What is required:
Throughout the entries below, report every line where "changes" is found.

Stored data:
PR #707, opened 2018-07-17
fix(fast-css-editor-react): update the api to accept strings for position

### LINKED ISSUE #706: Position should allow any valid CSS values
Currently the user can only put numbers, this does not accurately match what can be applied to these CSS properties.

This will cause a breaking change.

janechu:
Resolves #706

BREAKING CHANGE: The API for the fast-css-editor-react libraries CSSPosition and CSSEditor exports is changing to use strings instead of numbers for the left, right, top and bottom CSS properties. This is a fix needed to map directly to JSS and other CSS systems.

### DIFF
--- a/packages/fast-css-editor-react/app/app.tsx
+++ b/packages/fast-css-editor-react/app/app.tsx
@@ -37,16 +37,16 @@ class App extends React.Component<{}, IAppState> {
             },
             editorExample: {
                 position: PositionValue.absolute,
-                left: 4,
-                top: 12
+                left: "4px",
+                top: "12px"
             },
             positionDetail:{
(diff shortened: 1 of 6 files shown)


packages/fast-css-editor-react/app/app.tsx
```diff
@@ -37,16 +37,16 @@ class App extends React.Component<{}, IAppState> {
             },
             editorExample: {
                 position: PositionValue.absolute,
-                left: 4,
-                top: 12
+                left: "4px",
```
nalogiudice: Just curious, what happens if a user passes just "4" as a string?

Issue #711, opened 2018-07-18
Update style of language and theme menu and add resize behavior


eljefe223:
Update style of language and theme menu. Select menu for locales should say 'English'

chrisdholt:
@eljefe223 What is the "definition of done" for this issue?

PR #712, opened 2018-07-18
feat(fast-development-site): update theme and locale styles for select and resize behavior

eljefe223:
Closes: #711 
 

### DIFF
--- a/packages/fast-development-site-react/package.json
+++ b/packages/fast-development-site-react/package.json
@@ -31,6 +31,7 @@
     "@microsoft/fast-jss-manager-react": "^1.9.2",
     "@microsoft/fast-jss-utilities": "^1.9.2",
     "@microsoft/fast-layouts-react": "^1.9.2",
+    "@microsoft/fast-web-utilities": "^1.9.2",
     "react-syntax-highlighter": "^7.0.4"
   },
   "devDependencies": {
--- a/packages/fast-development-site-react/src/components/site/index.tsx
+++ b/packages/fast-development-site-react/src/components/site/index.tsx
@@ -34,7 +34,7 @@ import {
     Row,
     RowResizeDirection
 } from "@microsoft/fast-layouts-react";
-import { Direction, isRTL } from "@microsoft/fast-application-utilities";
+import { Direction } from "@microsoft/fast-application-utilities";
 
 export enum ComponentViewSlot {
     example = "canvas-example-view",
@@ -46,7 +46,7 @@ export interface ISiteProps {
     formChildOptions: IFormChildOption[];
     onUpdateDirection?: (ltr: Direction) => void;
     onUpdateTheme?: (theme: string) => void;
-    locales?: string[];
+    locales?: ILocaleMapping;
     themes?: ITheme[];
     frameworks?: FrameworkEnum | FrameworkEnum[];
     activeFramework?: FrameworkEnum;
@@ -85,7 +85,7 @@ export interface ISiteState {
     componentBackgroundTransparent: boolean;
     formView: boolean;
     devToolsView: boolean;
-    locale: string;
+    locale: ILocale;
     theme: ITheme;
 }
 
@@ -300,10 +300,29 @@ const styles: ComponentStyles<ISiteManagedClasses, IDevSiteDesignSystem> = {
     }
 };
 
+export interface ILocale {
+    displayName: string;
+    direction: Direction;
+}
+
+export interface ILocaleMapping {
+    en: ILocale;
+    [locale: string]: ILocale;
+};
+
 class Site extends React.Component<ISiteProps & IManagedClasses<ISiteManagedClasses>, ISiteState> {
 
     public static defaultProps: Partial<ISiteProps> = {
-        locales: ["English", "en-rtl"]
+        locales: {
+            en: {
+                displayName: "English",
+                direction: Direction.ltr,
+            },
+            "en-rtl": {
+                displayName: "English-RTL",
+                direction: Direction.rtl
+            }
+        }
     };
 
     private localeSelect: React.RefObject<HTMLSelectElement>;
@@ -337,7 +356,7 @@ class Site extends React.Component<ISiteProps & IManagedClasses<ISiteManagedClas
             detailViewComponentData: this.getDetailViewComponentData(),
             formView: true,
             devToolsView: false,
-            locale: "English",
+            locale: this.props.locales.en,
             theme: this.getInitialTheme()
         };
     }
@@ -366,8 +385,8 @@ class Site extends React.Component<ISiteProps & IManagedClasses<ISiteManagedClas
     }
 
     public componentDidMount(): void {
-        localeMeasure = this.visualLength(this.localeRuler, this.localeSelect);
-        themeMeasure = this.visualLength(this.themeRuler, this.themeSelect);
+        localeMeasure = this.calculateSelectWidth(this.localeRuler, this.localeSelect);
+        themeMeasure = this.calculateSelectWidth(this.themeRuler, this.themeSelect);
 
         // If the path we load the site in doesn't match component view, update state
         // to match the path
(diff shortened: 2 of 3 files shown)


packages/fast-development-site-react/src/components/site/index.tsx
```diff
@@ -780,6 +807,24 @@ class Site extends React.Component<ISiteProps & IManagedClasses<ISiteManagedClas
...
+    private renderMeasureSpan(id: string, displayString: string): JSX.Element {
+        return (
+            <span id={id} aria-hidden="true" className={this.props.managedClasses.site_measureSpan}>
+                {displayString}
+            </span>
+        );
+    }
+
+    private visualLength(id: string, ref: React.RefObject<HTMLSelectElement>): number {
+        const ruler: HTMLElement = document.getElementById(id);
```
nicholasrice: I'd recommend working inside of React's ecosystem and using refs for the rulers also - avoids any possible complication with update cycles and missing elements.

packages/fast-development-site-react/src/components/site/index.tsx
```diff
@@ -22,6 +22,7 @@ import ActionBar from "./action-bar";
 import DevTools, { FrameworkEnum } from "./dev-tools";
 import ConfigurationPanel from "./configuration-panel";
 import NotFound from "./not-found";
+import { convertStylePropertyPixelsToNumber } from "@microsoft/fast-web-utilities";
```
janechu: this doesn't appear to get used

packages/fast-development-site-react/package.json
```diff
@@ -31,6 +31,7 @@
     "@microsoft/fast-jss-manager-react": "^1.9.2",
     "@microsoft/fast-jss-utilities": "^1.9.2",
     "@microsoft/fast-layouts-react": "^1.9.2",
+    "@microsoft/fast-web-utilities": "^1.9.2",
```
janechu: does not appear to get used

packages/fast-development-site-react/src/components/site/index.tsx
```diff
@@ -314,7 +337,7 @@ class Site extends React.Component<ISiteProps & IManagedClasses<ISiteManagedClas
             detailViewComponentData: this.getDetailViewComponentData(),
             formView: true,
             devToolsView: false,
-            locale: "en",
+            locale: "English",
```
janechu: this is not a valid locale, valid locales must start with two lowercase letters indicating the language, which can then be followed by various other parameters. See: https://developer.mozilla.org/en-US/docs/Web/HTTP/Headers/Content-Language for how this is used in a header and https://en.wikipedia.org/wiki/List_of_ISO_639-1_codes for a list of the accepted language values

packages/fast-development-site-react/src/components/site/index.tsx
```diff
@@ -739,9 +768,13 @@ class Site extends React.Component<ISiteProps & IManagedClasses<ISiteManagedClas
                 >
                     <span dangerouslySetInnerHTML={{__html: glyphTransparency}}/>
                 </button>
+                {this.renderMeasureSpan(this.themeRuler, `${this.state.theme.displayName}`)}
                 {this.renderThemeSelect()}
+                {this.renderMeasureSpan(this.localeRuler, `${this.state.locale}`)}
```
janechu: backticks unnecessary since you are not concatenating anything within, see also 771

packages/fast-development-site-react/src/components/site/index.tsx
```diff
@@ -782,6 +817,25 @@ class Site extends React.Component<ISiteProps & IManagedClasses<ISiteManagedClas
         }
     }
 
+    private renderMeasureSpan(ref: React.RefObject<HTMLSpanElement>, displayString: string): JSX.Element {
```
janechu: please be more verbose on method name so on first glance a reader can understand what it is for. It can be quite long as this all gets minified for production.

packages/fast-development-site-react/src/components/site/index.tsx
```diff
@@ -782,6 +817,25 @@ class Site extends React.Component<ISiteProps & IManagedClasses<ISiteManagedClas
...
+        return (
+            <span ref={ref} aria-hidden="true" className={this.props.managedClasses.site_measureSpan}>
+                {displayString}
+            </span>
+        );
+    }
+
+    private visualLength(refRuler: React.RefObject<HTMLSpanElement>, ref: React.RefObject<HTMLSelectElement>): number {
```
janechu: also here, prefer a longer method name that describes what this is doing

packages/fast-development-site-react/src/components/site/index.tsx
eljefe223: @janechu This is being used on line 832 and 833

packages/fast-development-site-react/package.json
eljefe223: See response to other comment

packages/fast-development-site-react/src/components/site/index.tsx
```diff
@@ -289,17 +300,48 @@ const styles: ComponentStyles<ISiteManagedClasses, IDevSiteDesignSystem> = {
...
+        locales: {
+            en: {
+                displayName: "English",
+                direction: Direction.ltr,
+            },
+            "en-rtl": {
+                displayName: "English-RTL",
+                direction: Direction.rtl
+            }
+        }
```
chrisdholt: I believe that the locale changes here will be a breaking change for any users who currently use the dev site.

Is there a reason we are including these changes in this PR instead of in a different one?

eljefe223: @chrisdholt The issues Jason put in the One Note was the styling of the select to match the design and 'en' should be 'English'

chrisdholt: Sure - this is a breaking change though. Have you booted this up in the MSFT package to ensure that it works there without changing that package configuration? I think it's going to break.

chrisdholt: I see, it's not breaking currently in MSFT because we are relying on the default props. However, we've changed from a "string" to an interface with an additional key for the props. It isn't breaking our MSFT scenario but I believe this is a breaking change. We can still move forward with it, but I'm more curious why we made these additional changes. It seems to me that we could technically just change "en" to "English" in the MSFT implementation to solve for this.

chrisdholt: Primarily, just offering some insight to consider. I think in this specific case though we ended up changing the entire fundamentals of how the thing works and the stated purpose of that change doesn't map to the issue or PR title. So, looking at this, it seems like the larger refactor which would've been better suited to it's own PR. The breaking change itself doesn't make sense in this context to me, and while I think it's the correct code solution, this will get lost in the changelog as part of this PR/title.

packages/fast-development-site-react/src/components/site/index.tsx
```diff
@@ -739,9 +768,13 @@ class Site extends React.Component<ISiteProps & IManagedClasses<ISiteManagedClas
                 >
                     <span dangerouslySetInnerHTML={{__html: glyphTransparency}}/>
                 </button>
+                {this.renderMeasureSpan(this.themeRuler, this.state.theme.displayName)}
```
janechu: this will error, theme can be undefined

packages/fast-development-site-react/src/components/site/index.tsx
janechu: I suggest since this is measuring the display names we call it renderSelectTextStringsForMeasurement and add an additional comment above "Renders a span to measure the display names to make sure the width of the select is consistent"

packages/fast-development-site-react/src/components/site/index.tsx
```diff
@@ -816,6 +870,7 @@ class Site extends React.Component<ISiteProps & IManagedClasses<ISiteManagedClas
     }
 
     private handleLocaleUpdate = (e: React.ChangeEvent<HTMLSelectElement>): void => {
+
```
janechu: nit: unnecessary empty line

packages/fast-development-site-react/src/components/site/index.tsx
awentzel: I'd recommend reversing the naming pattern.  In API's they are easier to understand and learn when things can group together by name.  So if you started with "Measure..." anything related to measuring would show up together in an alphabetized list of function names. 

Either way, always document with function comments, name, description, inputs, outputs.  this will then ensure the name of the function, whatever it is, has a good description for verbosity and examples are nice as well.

Reply:
chrisdholt: I believe that the locale changes here will be a breaking change for any users who currently use the dev site.
Is there a reason we are including these changes in this PR instead of in a different one?
chrisdholt: I see, it's not breaking currently in MSFT because we are relying on the default props. However, we've changed from a "string" to an interface with an additional key for the props. It isn't breaking our MSFT scenario but I believe this is a breaking change. We can still move forward with it, but I'm more curious why we made these additional changes. It seems to me that we could technically just change "en" to "English" in the MSFT implementation to solve for this.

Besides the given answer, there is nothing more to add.